Oiça: não me largue os livreiros. Eu hoje mando-lhes dois postais. Explique bem ao Augusto – para ele, por seu turno – contar ao Monteiro, que eu preciso receber o mais dinheiro possível – todo é que era o verdadeiro – em 1 de Dezembro o mais tardar, como já lhes disse por carta. Entanto era da máxima conveniência que ele chegasse dois ou três dias antes. Explique bem isto – e diga o que se passar. Por mim nada: Vai um mundo de crepúsculo pela minha alma cansada de fazer pinos. Há capachos de esparto, muito enlameados pelo meu mundo interior. O pior é que nem ao menos sei como os hei-de secar! Sinto «material» literário com fartura no meu estado psíquico actual para novas obras. Mas falta-me toda a coragem, todo o incentivo – «o prémio» – para escrever, trabalhar. E eu não faço nada sem prémio.

Depois estou terrivelmente constipado! Escreva-me muito por amor de Deus. É uma obra de caridade. Se ao menos o Franco aparecesse... Preciso tanto de alguém!

E o C. Ferreira é um óptimo rapaz – tenho agora visto – mas não é mais nada. O sr. F. da Costa – carbonário pleno. Nem mesmo isso: a áurea mediocridade em todo o seu esplendor. Raios partam tal malandro! Amanhã vou passar o dia com ele...

– A propósito – isto é, como sempre, a despropósito – fale-me do Guisado. É criatura ainda tratável? Fez versos em Mondariz? Eu poder-lhe-ei escrever? Informe-me a este respeito. Eu, por mim, gostava muito de lhe escrever, mas não sei o que ele tem contra mim, nem as intenções em que está! Informe-me você com toda a franqueza. Sabe bem que o Guisado será sempre para mim o admirável Poeta e o excelente rapaz toldado de Burguesia. Não hesite pois em responder-me a esta simples pergunta: – Posso à vontade escrever ao Guisado – ou é melhor não o fazer? Compreende que não estou disposto a receber dele uma carta diplomática...

Adeus, meu querido amigo.

Não me largue os livreiros – e escreva sempre o mais possível!

Um grande abraço de toda a minha alma

o seu seu

Mário de Sá-Carneiro

 

Vou talvez escrever uma poesia que começa assim:

– Ah, que me metam entre cobertores,
E não façam mais nada...
Que a porta do meu quarto fique para sempre fechada –

Que não se abra mesmo para ti, se tu lá fores...

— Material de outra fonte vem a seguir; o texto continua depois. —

PR #18242, opened 2023-03-10
pickpocketing puts the item in your hand

jachlompsky:

taking an item from someones pocket puts it in your hand
no more sneakily taking someones stuff just for it to drop onto the floor in front of them

only affects pockets because stripping other stuff is obvious already, and putting something in your hand resets item-strip progress so doing it for everything would make fullstrips have to be done one item at a time

Edit: video example

https://user-images.githubusercontent.com/74697056/224428157-78d673ba-70d6-4f1a-a2f9-d575411a3a60.mp4

# Changelog

:cl:  
tweak: pickpocketing puts the item in your hand
/:cl:

### DIFF
--- a/code/modules/mob/living/carbon/human/human.dm
+++ b/code/modules/mob/living/carbon/human/human.dm
@@ -300,6 +300,7 @@
 			if(pocket_item)
 				if(pocket_item == (pocket_id == SLOT_R_STORE ? r_store : l_store)) //item still in the pocket we search
 					dropItemToGround(pocket_item)
+					usr.put_in_hands(pocket_item)
 			else
 				if(place_item)
 					if(place_item.mob_can_equip(src, usr, pocket_id, FALSE, TRUE))


code/modules/mob/living/carbon/human/human.dm
```diff
@@ -300,6 +300,7 @@
 			if(pocket_item)
 				if(pocket_item == (pocket_id == SLOT_R_STORE ? r_store : l_store)) //item still in the pocket we search
 					dropItemToGround(pocket_item)
+					usr.put_in_hands(pocket_item)
```
Moltijoe, line 303: should probably remove `dropItemToGround(pocket_item)` to make it truely stealthy, otherwise the drop animation will still play

jachlompsky: > should probably remove `dropItemToGround(pocket_item)` to make it truely stealthy, otherwise the drop animation will still play

I didn't see the item show when I tested this, and when I originally tried this without having dropItemToGround it created a copy of the item that acted like the target's pocket and my hand were now paradox bags holding that item.

Moltijoe: weird, fair enough, byond code is more jank than i thought i guess.

Moltijoe (approved):

TheBombMakerJL:
A sec main coder or something will have this happen to them and will make a PR preventing it so maybe make it so that there’s a small message that shows it’s happening if they have sufficient chest melee armor

jachlompsky:
> A sec main coder or something will have this happen to them and will make a PR preventing it so maybe make it so that there’s a small message that shows it’s happening if they have sufficient chest melee armor

I know this is a possibility, but I don't want to concede special protections to security right away just cause it _could_ happen. I don't see this as nearly so much of an issue as cult stuns being used in combat, for example. Worst that could happen is the secoff puts his only cuffs in his pocket instead of belt (skill issue), doesn't notice them disappear (skill issue), and then has to arrest someone so far away from the brig or any source of cable coils that all his many methods of stunning become exhausted first. Non-antagonists aren't allowed to antagonize security/steal security items anyways so this shouldn't be something that happens constantly. None of this might matter in the face of a sec main coder, but I'm going to hope for the best.

Moltijoe:
> A sec main coder or something will have this happen to them and will make a PR preventing it so maybe make it so that there’s a small message that shows it’s happening if they have sufficient chest melee armor

isn't there already text that pops up when someone tries to strip you?

TheBombMakerJL:
> > A sec main coder or something will have this happen to them and will make a PR preventing it so maybe make it so that there’s a small message that shows it’s happening if they have sufficient chest melee armor
> 
> isn't there already text that pops up when someone tries to strip you?

Only if you move while it’s happening

PR #18244, opened 2023-03-11
Give mining medics something to do

Moltijoe:
Every miner seems to get the implants now, because points aren't _that_ rare, and an autosurgeon removes any hassle from getting the implants over the boots
The implants will still be enticing because keeping the storage space or using the drip shoes will be pretty nice.
This just adds a small step that encourages miners to actually rely on their medics for something (or just go to medbay i guess)

:cl:  
tweak: jumpboot implants cost half as much from the mining vendor
tweak: jumpboot implants from the mining vendor no longer come with a free autosurgeon
/:cl:

### DIFF
--- a/code/modules/mining/machine_vending.dm
+++ b/code/modules/mining/machine_vending.dm
@@ -62,7 +62,7 @@
 		new /datum/data/mining_equipment("GAR Meson Scanners",			/obj/item/clothing/glasses/meson/gar,								500, VENDING_EQUIPMENT),
 		new /datum/data/mining_equipment("Meson Health Scanner HUD",	/obj/item/clothing/glasses/hud/health/meson,						1000, VENDING_EQUIPMENT),
 		new /datum/data/mining_equipment("Jump Boots",					/obj/item/clothing/shoes/bhop,										2500, VENDING_EQUIPMENT),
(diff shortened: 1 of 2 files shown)


neeshacark:
I still think we should've merged the PR that added a small botany area to mining for this very reason.

Moltijoe:
> I still think we should've merged the PR that added a small botany area to mining for this very reason.

giving mining medic a rudimentary "chemistry" setup, that mainly tailors to lavaland plants and stuff like grub guts might be an intersting idea

MajManatee:
I feel as though this small change will make the usage of them drop to pretty much zero. People that can buy the shoes can, and still will, but people that cannot wear shoes simply wont bother. there either isnt a mining medic, there is a mining medic but they suck and dont know how to do it, or they are afk. Nobody wants to waste 15 minutes to go find a medic in the real medbay.

Moltijoe:
> I feel as though this small change will make the usage of them drop to pretty much zero. People that can buy the shoes can, and still will, but people that cannot wear shoes simply wont bother. there either isnt a mining medic, there is a mining medic but they suck and dont know how to do it, or they are afk. Nobody wants to waste 15 minutes to go find a medic in the real medbay.

better than it seemingly being 100% using the implants
they already need to get people to implant the arm if they want it, needing to get these implanted should be no different
miners don't even really do mining after a certain point, so it's not like they're limited on time

ToasterBiome (approved):

PR #18245, opened 2023-03-11
Moves wheelie and jumpboot implants behind combat cybernetics

Moltijoe:
These implants are too easy to get for how impactful they can be, especially when things are going south in a round.
Them being on-par research wise with anti-drop and CNS-rebooter seems reasonable for their power.

Also renames the ids to fit with the standard naming convention

:cl:  
tweak: wheelie and jumpboot implants are moved behind combat cybernetics
/:cl:


ReddicusDragon (approved):
I see no issues

PR #18248, opened 2023-03-11
updates Ptech vending machine to new pdas

Moltijoe:
wouldn't you know it, old pdas were removed a while ago

:cl:  
tweak: updates Ptech vending machine to new pdas
/:cl:

### DIFF
--- a/code/modules/vending/cartridge.dm
+++ b/code/modules/vending/cartridge.dm
@@ -5,14 +5,7 @@
 	product_slogans = "Carts to go!"
 	icon_state = "cart"
 	icon_deny = "cart-deny"
-	products = list(/obj/item/cartridge/medical = 10,
-					/obj/item/cartridge/engineering = 10,
-					/obj/item/cartridge/security = 10,
-					/obj/item/cartridge/janitor = 10,
-					/obj/item/cartridge/signal/toxins = 10,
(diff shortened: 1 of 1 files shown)


00ze-cyclone:
There's already the modular computer vendor to dispense the new PDA, a vendor with only one item also feel a little useless. If we can't find anything to put in it maybe it should just be removed.

Moltijoe:
> There's already the modular computer vendor to dispense the new PDA, a vendor with only one item also feel a little useless. If we can't find anything to put in it maybe it should just be removed.

Its for the HoP to give out new pdas to those that lost them

00ze-cyclone:
In that case maybe a box of PDAs in their locker would be better

MajManatee:
the old PDAs have the bluespace paper printer
no other PDA's have a printer installed by default, making it really annoying to dispense paperwork.

ReddicusDragon:
> the old PDAs have the bluespace paper printer
> 
> no other PDA's have a printer installed by default, making it really annoying to dispense paperwork.
> 
> 

Actually, there's a paperwork program for new pdas and head PDAs come with a printer installed. I made this PR a bit ago, I think you just need to add paper.

ToasterBiome (approved):
goodbye, might be useful for more stuff to be added to this but, such is life

PR #18251, opened 2023-03-12
[s] Soil has no electricity

ThatLing:

Soil has no electricity


RG4ORDR:
The Shamans summon the power of the necropolis and geothermal vents.

PR #18265, opened 2023-03-15
Bloodsucker punches now care about armor a little more

Mqiib:
Brawn punch damage is now reduced by armor so you cant get free high-level bone wounds on people wearing riot armor.
Tzimisce dice ability now only dismembers if the targeted bodypart has less than 40 melee armor. Otherwise it just does a bunch of damage. I didn't make the damage reduced by armor because its a special ability for a single midround-only clan that is kinda themed to be pretty slicey and precise.

# Wiki Documentation

Dice can't dismember living humans with significant armor.

# Changelog

:cl:  

tweak: Bloodsucker brawn ability now respects armor (with 20 AP)
tweak: Tzimisce bloodsucker dice ability can no longer instantly dismember targets with significant armor
/:cl:

### DIFF
--- a/code/modules/antagonists/bloodsuckers/powers/targeted/brawn.dm
+++ b/code/modules/antagonists/bloodsuckers/powers/targeted/brawn.dm
@@ -136,7 +136,8 @@
 		playsound(get_turf(target), 'sound/weapons/punch4.ogg', 60, TRUE, -1)
 		user.do_attack_animation(target, ATTACK_EFFECT_SMASH)
 		var/obj/item/bodypart/affecting = target.get_bodypart(ran_zone(target.zone_selected))
-		target.apply_damage(hitStrength, BRUTE, affecting)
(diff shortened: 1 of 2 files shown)


Marmio64:
ided, but reasonable. Though i must add that rank 3 to 6 dismember will still instantly disable limbs regardless of armor, while rank 6+ will only deal 30 damage without disabling, meaning the middle rank dismember is technically better than the high rank up against specifically highly armored individuals. Perhaps have the high rank dismember deal 30 brute AND 20 stam, or even 25 stam and 25 brute like the middle rank

Mqiib:
> ided, but reasonable. Though i must add that rank 3 to 6 dismember will still instantly disable limbs regardless of armor, while rank 6+ will only deal 30 damage without disabling, meaning the middle rank dismember is technically better than the high rank up against specifically highly armored individuals. Perhaps have the high rank dismember deal 30 brute AND 20 stam, or even 25 stam and 25 brute like the middle rank

Made the middle rank do 30/20 stamina/brute and the failed max rank 20/30 stamina/brute.

ToasterBiome (approved):

PR #18267, opened 2023-03-15
Removes black market wing dealers

Mqiib:
Anything that wasn't a valid species could get wings by just drinking less than 5 units of wing juice because the logic was fucked. This is ILLEGAL and now it doesn't work hahaha I hate fun.

# Changelog

:cl:  Mqiib, @Chubbygummibear 

bugfix: Species that can't get wings now actually can't get wings

/:cl:

### DIFF
--- a/code/modules/mining/lavaland/necropolis_chests.dm
+++ b/code/modules/mining/lavaland/necropolis_chests.dm
@@ -689,15 +689,18 @@ GLOBAL_LIST_EMPTY(aide_list)
 /datum/reagent/flightpotion/reaction_mob(mob/living/M, method=TOUCH, reac_volume, show_message = 1)
 	if(iscarbon(M) && M.stat != DEAD)
 		var/mob/living/carbon/C = M
-		var/holycheck = ishumanbasic(C)
-		if(!(holycheck || islizard(C) || ismoth(C) || isskeleton(C) || ispreternis(C) || isipc(C) || (reac_volume < 5))) //humans (which are holy?), lizards, skeletons, and preterni(ises?) can get wings
+		var/valid_species = (ishumanbasic(C) || islizard(C) || ismoth(C) || isskeleton(C) || ispreternis(C) || isipc(C))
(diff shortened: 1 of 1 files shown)


namjay1170:
NOOOOOOOOOOOOOOOOOOOOOOOOOOOOOOOOOOOOOOOOOOOOO

UltraBigRat:
Just let all species get wings

MajManatee:
so much for the 0.01u pills

code/modules/mining/lavaland/necropolis_chests.dm
```diff
@@ -689,15 +689,18 @@ GLOBAL_LIST_EMPTY(aide_list)
 /datum/reagent/flightpotion/reaction_mob(mob/living/M, method=TOUCH, reac_volume, show_message = 1)
 	if(iscarbon(M) && M.stat != DEAD)
 		var/mob/living/carbon/C = M
-		var/holycheck = ishumanbasic(C)
-		if(!(holycheck || islizard(C) || ismoth(C) || isskeleton(C) || ispreternis(C) || isipc(C) || (reac_volume < 5))) //humans (which are holy?), lizards, skeletons, and preterni(ises?) can get wings
+		var/valid_species = (ishumanbasic(C) || islizard(C) || ismoth(C) || isskeleton(C) || ispreternis(C) || isipc(C))
```
ToasterBiome, line 692: ew this check sucks

ToasterBiome (approved):

code/modules/mining/lavaland/necropolis_chests.dm
Mqiib: It's basically the original check but moved out of the if statement. I could rework it into more than one line of code and make it prettier but why would I bother when any performance gains would be pretty much nonexistant from how often this gets called.

namjay1170:
what if you just didnt do this and instead we all called it a feature

isotope436:
no this is bad

PR #18295, opened 2023-03-18
Singularity hotfix

Kaithyl:
Hotfix for 754d553 breaking player lighting effects. Accidentally included a line that was clearing all filters from the lighting layer so I removed it. Also noticed in testing that objects that inherit from singularity (ie. narsie) also inherit the effects so I created a new obj class singularity/gravitational to differentiate.

# Changelog

:cl:  
bugfix: Fixes lighting, other objs that inherit from singularity
tweak: Singulo generator and sword's creation type changed to new singulo class
/:cl:


cuackles:
Question, does the distortion range match the gravitational pull range?

Kaithyl:
> Question, does the distortion range match the gravitational pull range?

It does for every stage except 4 and 5, where the pull radius remains the same but the effect increases in size. Otherwise its correct for stage 1, which has a pull radius of 4 tiles.

cuackles (approved):
Good stuff

PR #18816, opened 2023-05-07
IPC martial art nerfs

Moltijoe:
removes some unfun insta-win mechanics
as well as reducing passive mobility

:cl:  
rscadd: Adds a verb for ipc martial to fix click intercept
tweak: both blood burst and gun hand comboes require 1 less intent to pull off
tweak: blood burst heals for half as much on execute
tweak: gun hand now uses ironfeather shots as ammo, making it deal close to half damage
tweak: pocket revolver ammo has 25 less AP and 15 less wound bonus (same as regular 357 now)
tweak: reduces strength of pocket revolver speed boost by more than half, but lasts 4 seconds longer
tweak: Ultra Violence no longer gives passive movespeed
tweak: passive blood healing heals for 30 adapatively instead of 20 brute 20 burn
tweak: removes the stun from the emp tesla counter
/:cl:


Therandomhoboo:
So, still doing an execute will reward you with a good heal (70 if I'm correct), I can't speak for other martial arts cause I dont know if they do heals, but I still think it is really high. I think they should either get one or the other but not both for healing considering executing people will always splatter blood on yourself.

Moltijoe:
> So, still doing an execute will reward you with a good heal (70 if I'm correct), I can't speak for other martial arts cause I dont know if they do heals, but I still think it is really high. I think they should either get one or the other but not both for healing considering executing people will always splatter blood on yourself.

The execute isnt quite that common, is it? If it is i can always reduce it further, but a loss of 50 healing is pretty substantial

Therandomhoboo:
> > So, still doing an execute will reward you with a good heal (70 if I'm correct), I can't speak for other martial arts cause I dont know if they do heals, but I still think it is really high. I think they should either get one or the other but not both for healing considering executing people will always splatter blood on yourself.
> 
> The execute isnt quite that common, is it? If it is i can always reduce it further, but a loss of 50 healing is pretty substantial

Honestly, might of been that one round. I would have to see more rounds with the martial arts to tell you how often it happens but if you think it's not common then we'll just see how it goes really. All in all, another PR can be done if its still strong.

Moltijoe:
Completely forgout about the ricoshot, i'll just readd the special bullet and nerf it instead

Marmio64:
It still seems pretty powerful, maybe even more so now since the 2 tc discount now opens up more stuff, including the all providing emag. Should receive additional nerfs if it's gonna now allow you a lot more versatility in purchases.

wonderinghost:
> So, still doing an execute will reward you with a good heal (70 if I'm correct), I can't speak for other martial arts cause I dont know if they do heals, but I still think it is really high. I think they should either get one or the other but not both for healing considering executing people will always splatter blood on yourself.

ide say otherwise. mainly due to lasers. 1.5 times burn is still really rough. along with being conductive. you can easily crit ipc with lasers in a few shots (without martial) however that gets bumped up to 4 since martial art ipc dont go into crit

Moltijoe:
This martial art also has literally 0 CC to reduce damage taken, in contrast to most other martial arts which either are full CC or are relatively quiet to avoid conflicts in the first place

code/datums/martial/ultra_violence.dm
```diff
@@ -60,13 +61,18 @@
 	check_streak(A,D)
 	return FALSE
 
-/datum/martial_art/ultra_violence/proc/speed_boost(mob/living/carbon/human/A, duration, tag)
-	A.add_movespeed_modifier(tag, update=TRUE, priority=101, multiplicative_slowdown = -0.5, blacklisted_movetypes=(FLOATING))
-	addtimer(CALLBACK(src, .proc/remove_boost, A, tag), duration, TIMER_UNIQUE|TIMER_OVERRIDE)
+/datum/martial_art/ultra_violence/proc/speed_boost(mob/living/carbon/human/A, strength, tag)
+	A.add_movespeed_modifier(tag, update=TRUE, priority=101, multiplicative_slowdown = strength, blacklisted_movetypes=(FLOATING))
+	addtimer(CALLBACK(src, .proc/remove_boost, A, tag), 6 SECONDS, TIMER_UNIQUE|TIMER_OVERRIDE)
```
tattax:
```suggestion
	addtimer(CALLBACK(src, PROC_REF(remove_boost), A, tag), 6 SECONDS, TIMER_UNIQUE|TIMER_OVERRIDE)
```

Moltijoe: ah right, i completely forgot to update this part, ty

ynot01 (approved):

PR #18823, opened 2023-05-08
EMPing guns takes less charge but disables them for 5-10 seconds

ynot01:

EMPs take 25/50% instead of 50/100% of a gun's cell now, but also disable the weapon for 5-10 seconds to retain its usefulness in combat.

Currently, laying an EMP on someone who relies on energy weapons (like a security officer) immediately puts them out of the fight unless they want to take their chances at melee stun combat.

Now, EMPs are still advantageous but not so much that it wins the fight outright by disabling your opponent's ranged options for the rest of the engagement.

Yes it works for NT-USP too

# Changelog

:cl:  
tweak: EMPing an energy gun now takes 25/50% charge instead of 50/100%
tweak: EMPing an energy gun now disables it for around 5 or 10 seconds
/:cl:

### DIFF
--- a/code/modules/projectiles/boxes_magazines/external/rechargable.dm
+++ b/code/modules/projectiles/boxes_magazines/external/rechargable.dm
@@ -80,7 +80,8 @@
 			if(!G.magazine == src)
 				return
 			G.semicd = TRUE
-			var/unjam_time = ((2/severity) + (rand(-20,20)*0.01)) SECONDS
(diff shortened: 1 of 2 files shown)


Hopekz:
You're balancing these changes for neo from the matrix or something because this doesn't retain their usefulness in combat at all how are people supposed to take advantage of a gun being unusable for 1 second compared to what we previously had of making the gun not usable with 100% of the ammo being gone.

Moltijoe (approved):

PR #18838, opened 2023-05-09
Antagonists can tend wounds faster if they are severe or critical

SomeguyManperson:

Self-tending is almost necessary if an antag gets wounded so it shouldn't be as horrible compared to crew who can just go to medical and get treated by the like 15 people standing around there, so anyone with an antagonist role gets reduced penalties for using ghetto tools/self-tending wounds

Moderate wounds are exempt from this since they are both common and mostly harmless, and someone magically healing their papercut slightly faster would be a meta tell I can see people being shits about

# Wiki Documentation

Antagonists don't suffer the self tend penalty when tending wounds with normal tools, and have a boosted tending speed for using ghetto tools when tending wounds

# Changelog

:cl:  
tweak: Antagonists don't suffer the self tend penalty when tending severe or critical wounds with normal tools, and have a boosted tending speed for using ghetto tools when tending wounds
/:cl:


00ze-cyclone:
I feel like we should just make those wounds actually possible to heal by yourself, even if we buff self wound tending it'll remain inferior to medbay so crew will keep going to medbay.

Moltijoe (approved):

Necrosium:
Somebody give this guy a trophy

PR #18841, opened 2023-05-09
forcing open airlock with jaws or jaws-like does damage to the airlock

Skrem7:

except the airlock jimmy which should probably be in more parts of the game

is this easily repaired YES however i was requested to do it

# Changelog

:cl:  
tweak: Forcing open an airlock with jaws now damages the airlock
/:cl:

### DIFF
--- a/code/game/machinery/doors/airlock.dm
+++ b/code/game/machinery/doors/airlock.dm
@@ -1315,6 +1315,8 @@
 				prying_so_hard = TRUE
 				if(do_after(user, time_to_open, src))
 					open(2)
+					if(!istype(I,/obj/item/jawsoflife/jimmy)) //You get to be special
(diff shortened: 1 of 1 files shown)


BlueishTsunami:
What about something like help intent is a slower open with no damage, and harm intent opens quicker but causes damage?

SomeguyManperson:
> What about something like help intent is a slower open with no damage, and harm intent opens quicker but causes damage?

the point is I believe to make jaws less harmless and closer to par with hacking the door

ToasterBiome (approved):

Hopekz:
> except the airlock jimmy which should probably be in more parts of the game

When you code it (I was thinking about doing this before when I made it just never got around to it). Maybe something for HoS or a higher tier upgrade for sec otherwise idk

can probably fit in some antag kits like the where's waldo chaser people etc

PR #18849, opened 2023-05-10
Ghetto IPC revival board

Moltijoe:
Adds an option for antags to revive dead IPC teammates without needing to raid robotics specifically
there's more alternative ways to revive humans so it's not really needed otherwise
reviving an ipc with this causes brain damage (enough for a trauma)

behold the codersprite
image

:cl:  
rscadd: Adds a ghetto ipc revival board
/:cl:


wonderinghost:
Based

ChuChu42:
i whould suggest reducing to 40-50 because 60 seems too much.

Moltijoe:
> i whould suggest reducing to 40-50 because 60 seems too much.

it takes 200 to die from it, this is just enough to cause a basic trauma
anything less is basically a non-issue

cuackles:
2 things, add the art add to the changelog and probably add an igniter or something like that to the recipe too

iamthesilly:
> > i whould suggest reducing to 40-50 because 60 seems too much.
> 
> it takes 200 to die from it, this is just enough to cause a basic trauma
> anything less is basically a non-issue

If the intent is to cause a trauma, you could just add the trauma manually instead of setting brain damage to 60

Moltijoe:
> If the intent is to cause a trauma, you could just add the trauma manually instead of setting brain damage to 60

the intent is to cause damage that can be repaired via other sources that also causes a negative effect until repaired
simply adding a trauma manually would work i suppose, but it just doesn't feel right to me

cuackles (changes requested):
think you could make the sprite less visually loud ?, a bit more clean, i know its suposed to be something makeshift but i still think the pieces it has should have some sense on where they are

wonderinghost:
You plug 4 different long boards into a machine. Only difference is the name. I'm fine with the sprites and that kinda makes sense

Moltijoe:
> think you could make the sprite less visually loud ?, a bit more clean, i know its suposed to be something makeshift but i still think the pieces it has should have some sense on where they are

Aight guess im closing this then since i have no clue what that means

PR #18763, opened 2023-05-02
Revert "Beepsky does stamina damage instead of instant stun"

JamieD1:
Reverts yogstation13/Yogstation#18691

He can be one tapped, skill issue

PR #18857, opened 2023-05-11
Makes beepsky do stamina damage instead of an instant stun, for real this time

SapphicOverload:

I couldn't properly revert #18763 due to conflicts caused by another PR made after it, so here we are. This is basically a revert of that PR with minor changes.

This makes beepsky take 2 hits to down an unarmored person and 3 hits to down an armored person, instead of instantly stunning on hit. Also fixes the attack not caring about armor or block chance, and increased the health while adding flat damage reduction to make it harder to kill.

Specifics:
Health of 50 (up from 25) and 6 flat damage reduction, welding tools deal 9 damage to it (6 hits to kill) and toolboxes deal 7 to it (8 hits to kill). Lasers will deal 14 damage to it (4 shots to kill). Anything weaker than a mosin will not be able to one-shot it anymore and trying to melee it with anything less than esword-level damage or anti-stuns will not be successful.
Attack does 60 stamina damage, 2 hits to down an unarmored person and 3 hits against someone with at least 17 energy armor.

# Changelog

:cl:  
tweak: beepsky is harder to kill but takes 2-3 hits to stun you
bugfix: fixed beepsky attack ignoring armor and block chance
/:cl:


Moltijoe (approved):

ToasterBiome:
Same PR that was reverted - 25 HP and +6 innate damage reduction

Therandomhoboo:
I got mixed feelings on this, however I say at least test-merge it and see how it goes really.

I know its because we are trying to get out of the stun2win era so I can understand why this has been made, but I also get why people would be against it as well.

iamthesilly:
> Same PR that was reverted - 25 HP and +6 innate damage reduction

I would have reverted it normally but I couldn't because of conflicts caused by another PR made since then, I decided to make a few minor adjustments because I felt it would be better to make it stronger against weak weaponry without making it too strong against high damage per hit weapons like mosins or hardlight bows.

Also would like to point out the original was reverted before 48 hours passed, and we didn't actually get to see how it actually affected the game.

MajManatee:
cringe

BurgerLUA:
> cringe

image

ToasterBiome:
Dragging speed was reduced, if it needs more adjustment in the future this will be merged.

PR #18859, opened 2023-05-11
Murders the old prefixed SQL template

alexkar598:
The idea behind prefixing SQL tables is that if youre using shared hosting, you can share your database with wiki software and forums software or whatever because your hosting provider is too cheap to give you more than 1 db.

Noone will ever host ss13 on shared hosting, and this is being a pain in the ass. NOBODY should be setting up new prefixed production or development environments in 2023. This slows down dev speed because I have to update 3 files every SQL change for no reason. 

@yogstation13/head-coders 
@adamsong


adamsong (approved):
lgtm

ToasterBiome (approved):

PR #18867, opened 2023-05-12
Legions can now move through their own skulls

SapphicOverload:

Allows legions (and hivelords which they're a subtype of) to move through their own skulls. This doesn't mean the skulls can pass through each other and stack up, just the legions themselves can pass through the skulls they create.

Why? My goals are beyond your understanding.

# Changelog

:cl:  
tweak: legions can pass through their own skulls
/:cl:


ynot01 (approved):
Code seems like it might only allow skulls to pass through the mother, but it's fine either way

PR #18873, opened 2023-05-12
Flying fang tweaks

SapphicOverload:

Flying fang now lets lizards move faster when crawling, and leap while lying down. Also reduces the self-stuns. Leap now has a 5 second cooldown if you miss.

# Changelog

:cl:  
tweak: flying fang lets you crawl faster
tweak: reduced flying fang self-stuns
tweak: adds 5 second cooldown to leap attack
/:cl:


code/datums/martial/flying_fang.dm
```diff
@@ -196,14 +200,15 @@
 	if(linked_martial.leaping)
 		return
 	linked_martial.leaping = TRUE
+	linked_martial.next_leap = world.time + 5 SECONDS
 	A.Knockdown(5 SECONDS)
-	A.Immobilize(30 SECONDS) //prevents you from breaking out of your pounce
+	A.Immobilize(3 SECONDS, TRUE, TRUE) //prevents you from breaking out of your pounce
```
SomeguyManperson, line 205: For reference, this exists solely to prevent moving while the pounce is active and is reset to a more reasonable amlunt in leap_end, because being able to control or interrupt your own attack by holding a movement key would be problematic

iamthesilly: I am aware, I set it to 3 seconds instead of 30 because leaps last less than one second and having it immobilize you for 30 seconds can cause problems if you accidentally leap into space or something and never hit anything to end the leap (this happened to me with ultra violence a few times)

iamthesilly: Also set it to ignore antistuns so they wouldn't let you cancel it

code/datums/martial/flying_fang.dm
```diff
@@ -179,6 +180,9 @@
 		return FALSE
 
 /datum/action/innate/lizard_leap/Activate(silent)
+	if(world.time < linked_martial.next_leap)
+		to_chat(owner, span_warning("You aren\'t ready to pounce again yet!"))
+		return
```
Moltijoe: use cooldown declares

Moltijoe (changes requested):

code/datums/martial/flying_fang.dm
iamthesilly: okay

iamthesilly:
@Moltijoe

Moltijoe (approved):
unfortunate lizard W

PR #18876, opened 2023-05-13
Mime drinks, Silencer + Blank Page Buff

Therandomhoboo:

We care about diversity, so with that in mind. Mime drinks are no longer exclusive for those pesky human mimes. As well as Silencer and Blank page should do more healing than their previous ones because they require "Nothing" to make them both. 

[EDIT] I was wrong about the humans

# Changelog

:cl:
  
tweak: Silencer and Blank Page now do more healing than Nothing because why wouldn't it?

Lã vermelha, leito fofo, ar viciado –
Nenhum livro, nenhum livro à cabeceira:
Façam apenas com que eu tenha sempre a meu lado

Bolos d’ovos e uma garrafa de Madeira...

   ..................................................................
   ..................................................................

[É verdade, lá vai um poema duma quadra]

 

O Pajem

Sozinho de brancura eu vago – Asa
De rendas que entre cardos só flutua...

Triste de mim que vim de Alma prà rua,

E nunca a poderei deixar em casa...

 

Paris – Nov. 1915

M. de Sá-C.

https://modernismo.pt/index.php/arquivo-almada-negreiros/details/33/5688
Classificação
Espólio Documental
Correspondência, Poesia
Dados Físicos
Tinta preta sobre papel liso e sobrescrito.
Dados de produção
1915 Novembro 18
Inscrita.
Fernando Pessoa
Português
Dados de conservação
Biblioteca Nacional de Portugal
Bom
Biblioteca Nacional de Portugal
Palavras chave
Paris
Orpheu, Futurismo, Modernismo
Documentação Associada
Sá-Carneiro, Mário de, Cartas de Mário de Sá-Carneiro a Fernando Pessoa, ed. Manuela Parreira da Silva, Assírio & Alvim, Lisboa, 2001.
Esp.115
Na transcrição das cartas: a ortografia foi actualizada e as gralhas evidentes corrigidas, mantendo, contudo, as elisões com apóstrofo e todas as singularidades da pontuação usada por Mário de Sá-Carneiro, bem como a forma original das datas, muitas vezes com o nome dos meses em letra minúscula ou abreviado. O título da revista Orpheu foi mantido na forma sempre usada por Sá-Carneiro – Orfeu. Foram mantidas, igualmente, as versões de versos e de outros trechos literários mais tarde corrigidos ou refundidos pelo poeta.